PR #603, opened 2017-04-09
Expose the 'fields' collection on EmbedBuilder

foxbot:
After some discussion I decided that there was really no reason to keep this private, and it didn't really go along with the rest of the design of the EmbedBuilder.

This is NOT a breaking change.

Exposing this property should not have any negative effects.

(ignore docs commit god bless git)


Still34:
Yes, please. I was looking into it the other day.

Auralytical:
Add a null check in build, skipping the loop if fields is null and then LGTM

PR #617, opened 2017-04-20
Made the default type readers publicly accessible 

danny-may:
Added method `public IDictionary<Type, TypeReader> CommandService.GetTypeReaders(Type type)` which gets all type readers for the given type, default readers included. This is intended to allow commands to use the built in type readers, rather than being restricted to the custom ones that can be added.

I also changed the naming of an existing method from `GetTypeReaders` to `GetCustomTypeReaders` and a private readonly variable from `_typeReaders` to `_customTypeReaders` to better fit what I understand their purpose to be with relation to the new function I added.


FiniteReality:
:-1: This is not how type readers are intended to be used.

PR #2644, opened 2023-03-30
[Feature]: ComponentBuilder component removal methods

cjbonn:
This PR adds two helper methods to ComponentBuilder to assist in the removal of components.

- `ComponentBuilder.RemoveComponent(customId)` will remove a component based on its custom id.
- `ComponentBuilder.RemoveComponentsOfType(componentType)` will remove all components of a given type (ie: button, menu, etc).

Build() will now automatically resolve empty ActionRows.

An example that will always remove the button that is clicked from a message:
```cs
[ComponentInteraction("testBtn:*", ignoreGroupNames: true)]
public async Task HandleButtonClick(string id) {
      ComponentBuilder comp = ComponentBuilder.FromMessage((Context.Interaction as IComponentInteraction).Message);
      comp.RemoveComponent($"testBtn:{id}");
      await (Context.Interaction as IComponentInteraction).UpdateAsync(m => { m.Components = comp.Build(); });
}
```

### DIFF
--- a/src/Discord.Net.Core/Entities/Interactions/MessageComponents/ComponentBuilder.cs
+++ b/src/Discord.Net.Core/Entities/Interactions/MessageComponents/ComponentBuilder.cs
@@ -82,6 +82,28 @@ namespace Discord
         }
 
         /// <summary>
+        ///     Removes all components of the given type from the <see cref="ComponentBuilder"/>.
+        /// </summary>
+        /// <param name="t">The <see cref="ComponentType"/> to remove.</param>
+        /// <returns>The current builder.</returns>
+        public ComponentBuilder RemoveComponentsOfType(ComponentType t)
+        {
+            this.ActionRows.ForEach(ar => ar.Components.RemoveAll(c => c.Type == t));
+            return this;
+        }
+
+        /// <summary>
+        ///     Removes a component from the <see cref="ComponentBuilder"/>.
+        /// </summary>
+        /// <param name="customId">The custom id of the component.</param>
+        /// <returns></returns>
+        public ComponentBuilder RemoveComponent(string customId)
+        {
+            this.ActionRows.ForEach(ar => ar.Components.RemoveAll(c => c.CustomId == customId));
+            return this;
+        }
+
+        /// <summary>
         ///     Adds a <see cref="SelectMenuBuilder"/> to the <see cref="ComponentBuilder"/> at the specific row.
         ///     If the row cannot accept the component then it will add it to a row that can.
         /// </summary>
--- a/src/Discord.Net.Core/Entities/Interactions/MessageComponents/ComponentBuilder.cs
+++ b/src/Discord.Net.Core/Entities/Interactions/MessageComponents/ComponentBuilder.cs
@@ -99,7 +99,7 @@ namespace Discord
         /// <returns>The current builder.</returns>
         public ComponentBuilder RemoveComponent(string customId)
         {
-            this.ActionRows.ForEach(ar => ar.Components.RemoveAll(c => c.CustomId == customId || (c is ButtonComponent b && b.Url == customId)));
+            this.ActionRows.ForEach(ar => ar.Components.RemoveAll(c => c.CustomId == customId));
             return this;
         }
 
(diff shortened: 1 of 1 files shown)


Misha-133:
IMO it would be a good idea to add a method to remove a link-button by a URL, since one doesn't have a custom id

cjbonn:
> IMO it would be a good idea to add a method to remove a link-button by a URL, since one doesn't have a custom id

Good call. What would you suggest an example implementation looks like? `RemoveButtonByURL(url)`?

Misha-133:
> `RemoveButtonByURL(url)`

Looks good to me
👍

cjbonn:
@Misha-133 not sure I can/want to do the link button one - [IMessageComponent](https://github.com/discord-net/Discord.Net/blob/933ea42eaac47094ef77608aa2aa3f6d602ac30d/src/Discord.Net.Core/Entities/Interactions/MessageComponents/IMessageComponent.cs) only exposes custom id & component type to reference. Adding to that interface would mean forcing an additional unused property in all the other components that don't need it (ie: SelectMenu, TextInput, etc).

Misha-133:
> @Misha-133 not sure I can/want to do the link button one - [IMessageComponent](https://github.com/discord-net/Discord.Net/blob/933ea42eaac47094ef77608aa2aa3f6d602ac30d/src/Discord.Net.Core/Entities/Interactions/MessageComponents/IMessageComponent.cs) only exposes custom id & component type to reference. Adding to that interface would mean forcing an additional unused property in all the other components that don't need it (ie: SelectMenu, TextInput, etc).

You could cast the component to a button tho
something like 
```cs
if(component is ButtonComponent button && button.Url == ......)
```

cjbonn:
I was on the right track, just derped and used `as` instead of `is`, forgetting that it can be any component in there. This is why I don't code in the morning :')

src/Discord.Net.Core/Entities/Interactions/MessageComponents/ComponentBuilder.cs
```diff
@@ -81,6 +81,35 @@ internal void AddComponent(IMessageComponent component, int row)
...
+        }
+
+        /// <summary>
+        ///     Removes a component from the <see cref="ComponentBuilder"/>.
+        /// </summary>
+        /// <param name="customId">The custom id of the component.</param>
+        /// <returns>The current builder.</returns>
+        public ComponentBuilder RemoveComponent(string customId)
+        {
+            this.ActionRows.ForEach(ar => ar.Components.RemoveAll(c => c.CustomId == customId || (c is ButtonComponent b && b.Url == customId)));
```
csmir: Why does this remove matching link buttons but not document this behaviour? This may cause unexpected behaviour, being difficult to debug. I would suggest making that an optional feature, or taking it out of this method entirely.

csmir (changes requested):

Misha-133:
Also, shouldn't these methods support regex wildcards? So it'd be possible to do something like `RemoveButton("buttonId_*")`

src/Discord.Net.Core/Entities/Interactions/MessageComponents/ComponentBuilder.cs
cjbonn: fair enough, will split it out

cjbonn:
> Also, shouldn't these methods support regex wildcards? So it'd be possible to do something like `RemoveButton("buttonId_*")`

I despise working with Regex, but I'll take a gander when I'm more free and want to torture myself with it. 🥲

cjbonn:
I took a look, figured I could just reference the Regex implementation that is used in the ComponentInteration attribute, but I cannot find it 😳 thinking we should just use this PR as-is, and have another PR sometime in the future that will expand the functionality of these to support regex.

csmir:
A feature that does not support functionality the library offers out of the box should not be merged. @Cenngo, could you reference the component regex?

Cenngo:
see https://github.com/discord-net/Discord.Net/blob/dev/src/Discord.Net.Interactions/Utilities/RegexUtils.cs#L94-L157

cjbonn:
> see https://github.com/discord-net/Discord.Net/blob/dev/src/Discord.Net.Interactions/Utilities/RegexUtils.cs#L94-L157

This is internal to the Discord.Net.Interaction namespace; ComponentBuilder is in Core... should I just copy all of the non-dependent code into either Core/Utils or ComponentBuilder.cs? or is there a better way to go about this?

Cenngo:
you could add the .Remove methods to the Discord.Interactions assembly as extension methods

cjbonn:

__What needs to be done__
The word "intended" may appear in several lines of the data; copy every line where it does.

__Task output__
Added method `public IDictionary<Type, TypeReader> CommandService.GetTypeReaders(Type type)` which gets all type readers for the given type, default readers included. This is intended to allow commands to use the built in type readers, rather than being restricted to the custom ones that can be added.
:-1: This is not how type readers are intended to be used.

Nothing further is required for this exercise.